Updated: Jan 12, 2023

This issue features

Big Dipper

© DMC Design



KB Ballentine


Axis of the Unknown


River birch limbs lean

against the window, night drowning

the view. When I step onto the porch

into a breath of stars,

the push and pull of the moon,

the bright and dark

of water call me.

Big Dipper above, I wish

I could name the other

planets, the other bodies that loop

this blue and green orb.

Does someone see the luminescence

from this world or must they wait

until we too have passed,

until this globe is hollowed

into a bowl then into a slice?

If the black hole in the middle

of the Milky Way draws our lives

into another reality, a different

knowledge, will we survive?

Rocks and mountains still form a barrier

around the seas inside this stellar death?

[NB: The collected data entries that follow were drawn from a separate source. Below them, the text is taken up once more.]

Issue #2571, opened 2025-02-21
BDropdown button click event discrepancy with docs


Rocik:
### Clear and concise description of the problem

Dropdown docs say
![Image](https://github.com/user-attachments/assets/7225c54d-7e37-42d5-a91c-e469747936e1)

But looking at the component, only `click` is emitted, and it works as if it was actually the `split-click`.
https://github.com/bootstrap-vue-next/bootstrap-vue-next/blob/3ee3fd828bb4df50f5c3c3ad854e4604c919ea3c/packages/bootstrap-vue-next/src/components/BDropdown/BDropdown.vue#L150-L154

I would need the caret click (in non-split mode) to be emitted with event prop in order to stop its propagation.

### Suggested solution

Implement the events (`click`, `split-click`) mentioned in the docs.

### Alternative

Fix documentation to match current implementation and then add additional event emit or update `click` event to be always emitted in non-split mode.

### Additional context

I'm up to sending a PR when a single solution is accepted.

xvaara:
@dwgray you added that to the docs in pr #2243 
Where did it come from and how is it supposed to work?

Is `click` emited only when not split? and split-click only when clicking on the slip-button and click on the button  even when split?. 

I think it's there mainly to push the event back up to the parent if the the button is split (on the button that doesn't open the dropdown, since that you can bind to with `@open`). So I'd remove`split-click` from the docs and add clarification to the docs that `click` is emitted only when the button is split.

dwgray:
> split-click

Sorry—this PR was one of those where I was updating the docs based on the BSV docs and checking parity across BSV/BS5/BSVN, so I'm not sure where this came from. When I'm doing these batches, I'm not intentionally adding anything new. I rewound the code to that commit. The code doesn't implement it there, and BSV doesn't implement it either.

Happy to update the docs. @Rocik , would what @xvaara is suggesting solve your issue? If you listen to the `@show` event, you can suppress it whether or not the dropdown button is split. If so, I'm happy to go ahead and update the docs, or you can if you'd like @Rocik - happy to have more folks contributing.

Rocik:
`@show` would not help, `@toggle` could, but it sends `BvTriggerableEvent` which does not stop the native click event.

My issue is shown here: https://stackblitz.com/edit/github-j4zpcsys?file=src%2FApp.vue

I don't really mind any solution, so even adding stop and prevent here would be fine by me.
[...]

PR #2572, opened 2025-02-22
fix(BDdropdown)!: Replace click event on split button with split-click

dwgray:
# Describe the PR

Addresses #2571 

- replace the `click` event with `split-click` when the dropdown is in split mode. This prevent it from hiding the native click event and allows the user to access the native event to stop propagation
- replace the `click:prev` and `click:next` events on `BCarousel` with `prev-click` and `next-click` for consistency
- make this work for NavItemdropdown as well
- remove the documentation for `click`
- update the migration guide
- Add test cases to `TDropdown` and `TNav`
- fix up the main documentation for `BDropdown`

## Small replication

See #2571 

## PR checklist

- [ ] Feature - `feat(...)`
- [ ] Other (please describe)

### DIFF
--- a/apps/docs/src/data/components/carousel.data.ts
+++ b/apps/docs/src/data/components/carousel.data.ts
@@ -151,7 +151,7 @@ export default {
           ],
         },
         {
-          event: 'click:prev',
+          event: 'prev-click',
           description: '',
           args: [
             {
@@ -162,7 +162,7 @@ export default {
           ],
         },
         {
-          event: 'click:next',
+          event: 'next-click',
           description: '',
           args: [
             {
--- a/apps/docs/src/docs/components/dropdown.md
+++ b/apps/docs/src/docs/components/dropdown.md
@@ -97,7 +97,7 @@ You can view the [Floating-ui docs](https://floating-ui.com/docs/middleware) to 
 
 ## Split button support
 
-Create a split dropdown button, where the left button provides a `click:split` event and link support, while the right-hand side is the dropdown menu toggle button.
+Create a split dropdown button, where the left button provides a `split-click` event and link support, while the right-hand side is the dropdown menu toggle button.
 
 <<< DEMO ./demo/DropdownSplitButton.vue#template{vue-html}
 
--- a/apps/docs/src/docs/components/dropdown.md
+++ b/apps/docs/src/docs/components/dropdown.md
@@ -97,7 +97,7 @@ You can view the [Floating-ui docs](https://floating-ui.com/docs/middleware) to 
 
 ## Split button support
 
-Create a split dropdown button, where the left button provides a `split-click` event and link support, while the right-hand side is the dropdown menu toggle button.
+Create a split dropdown button, where the left button provides a `click:split` event and link support, while the right-hand side is the dropdown menu toggle button.
 
 <<< DEMO ./demo/DropdownSplitButton.vue#template{vue-html}
 
--- a/apps/docs/src/docs/components/dropdown.md
+++ b/apps/docs/src/docs/components/dropdown.md
@@ -97,7 +97,7 @@ You can view the [Floating-ui docs](https://floating-ui.com/docs/middleware) to 
 
 ## Split button support
 
-Create a split dropdown button, where the left button provides standard `click` event and link support, while the right-hand side is the dropdown menu toggle button.
+Create a split dropdown button, where the left button provides a `split-click` event and link support, while the right-hand side is the dropdown menu toggle button.
 
 <<< DEMO ./demo/DropdownSplitButton.vue#template{vue-html}
 
--- a/apps/docs/src/docs/migration-guide.md
+++ b/apps/docs/src/docs/migration-guide.md
@@ -278,7 +278,7 @@ See [Show and Hide](#show-and-hide) shared properties.
 See the [v-html](#v-html) section for information on deprecation of the `html` prop.
 
 The `click` event that was emitted when clicking on the left or button side of a `split` dropdown
-has been replaced by a `click:split` which provides the native mouse event. This is because
+has been replaced by a `split-click` which provides the native mouse event. This is because
 naming the event 'click' was hiding the native `click` event so supressing the that event for
 parents that might have unexpected actions (such as a link navigating to a new page) was difficult.
 
--- a/apps/docs/src/docs/migration-guide.md
+++ b/apps/docs/src/docs/migration-guide.md
@@ -278,7 +278,7 @@ See [Show and Hide](#show-and-hide) shared properties.
 See the [v-html](#v-html) section for information on deprecation of the `html` prop.
 
 The `click` event that was emitted when clicking on the left or button side of a `split` dropdown
-has been replaced by a `split-click` which provides the native mouse event. This is because
+has been replaced by a `click:split` which provides the native mouse event. This is because
 naming the event 'click' was hiding the native `click` event so supressing the that event for
 parents that might have unexpected actions (such as a link navigating to a new page) was difficult.
 
--- a/apps/docs/src/docs/migration-guide.md
+++ b/apps/docs/src/docs/migration-guide.md
@@ -277,6 +277,11 @@ See [Show and Hide](#show-and-hide) shared properties.
 
 See the [v-html](#v-html) section for information on deprecation of the `html` prop.
 
+The `click` event that was emitted when clicking on the left or button side of a `split` dropdown
+has been replaced by a `split-click` which provides the native mouse event. This is because
+naming the event 'click' was hiding the native `click` event so supressing the that event for
+parents that might have unexpected actions (such as a link navigating to a new page) was difficult.
+
 <NotYetImplemented>`toggleAttrs`</NotYetImplemented>
 
 #### Dropdown sub-components
--- a/apps/docs/src/utils/dropdown-common.ts
+++ b/apps/docs/src/utils/dropdown-common.ts
@@ -191,7 +191,7 @@ export const dropdownEmits: ComponentReference['emits'] = [
     description: 'Emitted when the dropdown tried to open, but was prevented from doing so.',
   },
   {
-    event: 'click:split',
+    event: 'split-click',
     description: 'Emitted when split button is clicked in split mode',
     args: [
       {
--- a/apps/docs/src/utils/dropdown-common.ts
+++ b/apps/docs/src/utils/dropdown-common.ts
@@ -154,7 +154,7 @@ export const dropdownProps = {
 export const dropdownEmits: ComponentReference['emits'] = [
   {
     event: 'click',
-    description: 'Emitted when button is clicked',
+    description: 'Emitted when the main button is clicked only when in split mode.',
     args: [
       {
         arg: 'event',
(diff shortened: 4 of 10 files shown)


VividLemon:
> this prevents a dropdown embedded in a link from navigating to the link's page

I don't quite like this solution because I think (or feel) that stopping propagation and default may have unintended side effects (mostly because it tends to have done so in the past)

In the edge case that is dropdowns and links, I think the user should likely handle this by their @click.stop.prevent or whatever

VividLemon (changes requested):
> this prevents a dropdown embedded in a link from navigating to the link's page

I don't quite like this as stop.prevent has had unintended consequences in the past.

I think in the edge case that is combining links and dropdowns, the user should probably be responsible for doing .stop.prevent. But perhaps I'm wrong

dwgray:
> > this prevents a dropdown embedded in a link from navigating to the link's page
> 
> I don't quite like this as stop.prevent has had unintended consequences in the past.
> 
> I think in the edge case that is combining links and dropdowns, the user should probably be responsible for doing .stop.prevent. But perhaps I'm wrong

That fair - but the problem is that as far as I can tell, we're not exposing an event that the user can do the `.stop.prevent` on, which was @Rocik's original issue. Would you support exposing some kind of click event on both the main button and the split button as an alternative? Or is there an existing way for the consumer of `BDropdown` to stop the native click events from propagating without us exposing them explicitly?

xvaara:
For me also this doesn't seem like the right way forward. I don't like the split button in dropdown anyway. It should be just one button, and the user is responsible for the other buttons and wrapping them in input-group class. I understand that this is was this way in vue2 version, but should it be?

We could just bind the attrs to the the right button and leave it to the end user.

dwgray:
> For me also this doesn't seem like the right way forward. I don't like the split button in dropdown anyway. It should be just one button, and the user is responsible for the other buttons and wrapping them in BButtonGroup component. I understand that this is was this way in vue2 version, but should it be?
> 
> We could just bind the attrs to the the right button and leave it to the end user.
> 
> -- paste from the issue:
> 
> remove the click emit. Then all this will work. well if we have a split then the @click will be bind to the wrapper, but I don't think that is a problem. Then we'd need to maybe have the emits for the button presses, but not for @click.
> 
> In either case, we shouldn't try to emulate native emits. It only leads to problems like these. We should just bind the attrs to the "right" element.

Short of deprecating the split mode, I landed on just renaming the `click` event to `split-click` - this give the user access to the native `click` event for anything they want to do with it while leaving a clean path for migration for folks that are using this component the way (I think) it was intended.

After going through this I realize that I may not fully understand

> We could just bind the attrs to the the right button and leave it to the end user.

If that allows for a reasonable migration experience for folks that were binding to the `click` event in split mode, I'd be happy to give that a shot, but I don't see how that would work.

xvaara:
> After going through this I realize that I may not fully understand
> 
> > We could just bind the attrs to the the right button and leave it to the end user.
> 
> If that allows for a reasonable migration experience for folks that were binding to the `click` event in split mode, I'd be happy to give that a shot, but I don't see how that would work.

the "native click" is in $attrs and onClick, so we could check for that and bind it to the "correct button". But I'm not sure if that is wise, wanted or even needed.

VividLemon:
Split buttons are native bootstrap

I'd prefer `click:split` as the name, but I don't know if this is common in the lib.

xvaara:
All the other emits are with `-` instead of `:` so let's not change that.

And I don't know what you mean by native? It's just another button in the same .btn-group and one class. What I mean is that this does basically the same as split: https://bootstrap-vue-next.github.io/bootstrap-vue-next/docs/components/button-group.html#dropdown-menu-support

we already detect when we are inside BButtonGroup, so we'd just need to add a prop to make the dropdown to render as currently in split.

Or maybe a split slot... So many better options than the current one.

xvaara (dismissed):
Seems fine for me. Just fix the test error 😁

dwgray:
> Split buttons are native bootstrap
> 
> I'd prefer `click:split` as the name, but I don't know if this is common in the lib.

We have a mix of events that use dash vs. colon. I did a quick search to see what we're currently doing. I think the only comparables are `click:prev` and `click:next` in `BCarousel` and `page-click` in `BPagination`.

My plan is to change this on to `click:split` in this PR (and fix the tests) and file a bug against myself to change the `page-click`. I'll append my research here, FYI.

**Events with colon**
```
5 results - 4 files

apps\docs\src\data\components\button.data.ts:
  89          {
  90:           event: 'update:pressed',
  91            description: 'Emitted when the `pressed` prop is changed',

apps\docs\src\data\components\carousel.data.ts:
  153          {
  154:           event: 'click:prev',
  155            description: '',

  164          {
  165:           event: 'click:next',
  166            description: '',

apps\docs\src\data\components\formCheckbox.data.ts:
  101          {
  102:           event: 'update:indeterminate',
  103            description: 'Emitted when the indeterminaate state of the checkbox is changed',

apps\docs\src\data\components\table.data.ts:
  473              ],
  474:             event: 'update:sortBy',
  475              description:
```

**Events with dash**
```
21 results - 12 files

apps\docs\src\data\components\accordion.data.ts:
  176          {
  177:           event: 'hide-prevented',
  178            description:

  196          {
  197:           event: 'show-prevented',
  198            description:

apps\docs\src\data\components\alert.data.ts:
  87          {
  88:           event: 'close-countdown',
  89            description: 'Content to place in the alert',

apps\docs\src\data\components\avatar.data.ts:
  133          {
  134:           event: 'img-error',
  135            args: [

apps\docs\src\data\components\collapse.data.ts:
   88          {
   89:           event: 'hide-prevented',
   90            description: 'Emitted when the Collapse tried to close, but was prevented from doing so.',

  121          {
  122:           event: 'show-prevented',
  123            description: 'Emitted when the Collapse tried to open, but was prevented from doing so.',

apps\docs\src\data\components\formTags.data.ts:
  252          {
  253:           event: 'tag-state',
  254            description: 'Emitted when tags in the user input are parsed',

apps\docs\src\data\components\modal.data.ts:
  363          {
  364:           event: 'hide-prevented',
  365            args: [],

  369          {
  370:           event: 'show-prevented',
  371            args: [],

apps\docs\src\data\components\offcanvas.data.ts:
  152          {
  153:           event: 'show-prevented',
  154            description: '',

  179          {
  180:           event: 'hide-prevented',
  181            description: '',

apps\docs\src\data\components\pagination.data.ts:
  181          {
  182:           event: 'page-click',
  183            description: 'Emitted when a page button was clicked. Cancelable',

apps\docs\src\data\components\popover.data.ts:
  143          {
  144:           event: 'show-prevented',
  145            description: '',

  170          {
  171:           event: 'hide-prevented',
  172            description: '',

apps\docs\src\data\components\tabs.data.ts:
  215            description: 'Emitted just before a tab is shown/activated. Cancelable',
  216:           event: 'activate-tab',
  217            args: [

apps\docs\src\data\components\toast.data.ts:
  143          {
  144:           event: 'close-countdown',
  145            args: [

  163          {
  164:           event: 'hide-prevented',
  165            args: [],

  187          {
  188:           event: 'show-prevented',
  189            args: [],

apps\docs\src\utils\dropdown-common.ts:
  170    {
  171:     event: 'hide-prevented',
  172      description: 'Emitted when the dropdown tried to close, but was prevented from doing so.',

  189    {
  190:     event: 'show-prevented',
  191      description: 'Emitted when the dropdown tried to open, but was prevented from doing so.',

  193    {
  194:     event: 'split-click',
  195      description: 'Emitted when split button is clicked in split mode',
```

dwgray:
> Seems fine for me. Just fix the test error 😁

Sorry @xvaara  - I didn't see your comments until I already made the change. Based on the pattern of existing events (see above) - we could achieve some level of consistency with:
1. What I just did - this makes 'modified' click events be specified with a colon and all other events use a dash. (Except of course for update events, which per Vue use the `update:[modelname]` syntax - I think this is why the colon modifier seems natural for the `click:[descriptor]` events
2. Make all events except for model update events use a dash. Not a big change either way and I'm happy to do it - I think it's worth establishing consistency now and there are only a few events in question.

@VividLemon do you have a strong preference for the colon syntax? If not it sounds like @xvaara prefers the dash syntax. I'll wait on your reply before doing anything more on this one...

VividLemon:
Dash is probably fine

VividLemon:
My thoughts is that it's `[action]:[context]` so there's a strong argument to make it `close:onHide`

dwgray:
I'm leaning towards the dash syntax at this point. There isn't as clear a line as I thought between "modified" click or native events and the state change events as I thought, so explaining that line in the docs (or users intuiting it) seems less hard.

I also missed a bunch of existing events, since I was depending on the docs for my grep, and we don't enforce emits matching the code. I've appended a list of the dash and colon-colon events from BSV. We're implementing the bulk of the dash events, most specifically the table events in BSVN. The root instance `::` events are replaced by local dash syntax events already.

So moving to colon syntax events would require changing a whole bunch more code and documenting the change in the migration guide as well as fixing up the existing documentation. On the other hand, moving the couple of existing instances to dash syntax should be straightforward.

@xvaara - if I move to the dash events for this PR + the two colon syntax carousel events, that shouldn't interfere with your giant PR, right? If that's the case, I'd like to go ahead and do that - we'll then have consistency in event naming and a lower lift for migration.

BSV events with dashes
```
BAlert -- dismiss-count-down
BAvatar -- img-error
BCarousel -- sliding-end
BCarousel -- sliding-start
BFormTags -- tag-state
BPagination -- page-click
BPaginationNav -- page-click
BTable -- context-changed
BTable -- head-clicked
BTable -- row-clicked
BTable -- row-contextmenu
BTable -- row-dblclicked
BTable -- row-hovered
BTable -- row-middle-clicked
BTable -- row-selected
BTable -- row-unhovered
BTable -- sort-changed
BTableLite -- head-clicked
BTableLite -- row-clicked
BTableLite -- row-contextmenu
BTableLite -- row-dblclicked
BTableLite -- row-hovered
BTableLite -- row-middle-clicked
BTableLite -- row-unhovered
BTabs -- activate-tab
```

BSV - global state events using double colon syntax
```
BCollapse -- bv::collapse::state
BDropdown -- bv::dropdown::hide
BDropdown -- bv::dropdown::show
BLink -- bv::link::clicked
BModal -- bv::modal::hidden
BModal -- bv::modal::hide
BModal -- bv::modal::show
BModal -- bv::modal::shown
BPopover -- bv::popover::disabled
BPopover -- bv::popover::enabled
BPopover -- bv::popover::hidden
BPopover -- bv::popover::hide
BPopover -- bv::popover::show
BPopover -- bv::popover::shown
BTooltip -- bv::tooltip::disabled
BTooltip -- bv::tooltip::enabled
BTooltip -- bv::tooltip::hidden
BTooltip -- bv::tooltip::hide
BTooltip -- bv::tooltip::show
BTooltip -- bv::tooltip::shown
```

dwgray:
> @xvaara - if I move to the dash events for this PR + the two colon syntax carousel events, that shouldn't interfere with your giant PR, right? If that's the case, I'd like to go ahead and do that - we'll then have consistency in event naming and a lower lift for migration.

I just went ahead and did this, as it was almost trivial and put us in a consistent state. @VividLemon, if you feel that strongly about the colon syntax, we can revisit later. For now, I'm going to switch to a couple of other projects that I'm running deadlines on and meditate on the [two hard things in computer science](https://martinfowler.com/bliki/TwoHardThings.html) :-)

Will we continue from here

or begin again?

The constellations, the seasons –

even gravity in question.

Stones or stars: which path to choose?

A cloud of bats sweeps from some unknown corner,

separate, and feed. Echoes I can’t understand

vibrate the air. Wind shifts the branches,

the only sound I know.


Copyright © 2023 by KB Ballentine.




Three Rules for Being a Poet


Come as you are,

 full of compassion and curiosity.

Maybe not full but with some interest

 in minutiae and abstractions, a bit of knowing

that others need your voice. Even if you don’t

 care where they’re from, you find out

where they are going and – even better –

 help them find out why.


This world is thick with love and loss.

 You have your own and so does everyone

else. They may still be in that sweet

 place, roses and sunshine surging

their veins. Maybe their wounds fester

 or bleed, every unthinkable creeping

around their hearts. You must meet them

 where they are.


Decaying leaves and fractured bluebirds.

 The six-year-old skipping in her yard,

the teenager skidding out of the drive.

 Moon sliding above mountain ridges,

rain lashing your eyes. Cobwebs

 and brick walls. Her grandfather’s labored

breathing, your mother’s hand on your cheek.

Write it all.



Copyright © 2023 by KB Ballentine.




About the Author

KB Ballentine’s seventh collection, Edge of the Echo, was released May 2021 with Iris Press. Her earlier books can be found with Blue Light Press, Middle Creek Publishing, and Celtic Cat Publishing. Published in Atlanta Review and Haight-Ashbury Literary Journal, among others, her work also appears in anthologies including I Heard a Cardinal Sing (2022), The Strategic Poet (2021), and Pandemic Evolution (2021). KB loves to travel and practice sword fighting and Irish step dancing: those Scottish and Irish roots run deep! When not tucked in a corner reading or writing, she makes daily classroom appearances to her students. Visit: www.kbballentine.com


Janelle Finamore



Blue Cotton Candy


The day dissolves in my mouth like cotton candy finding it’s peaceful end


Hesitant to believe that this never-ending day would actually conclude


Trapped in a permanent wet tongue


Down slimy throat, intestinal shame

A life of toilet and drains and shit water!?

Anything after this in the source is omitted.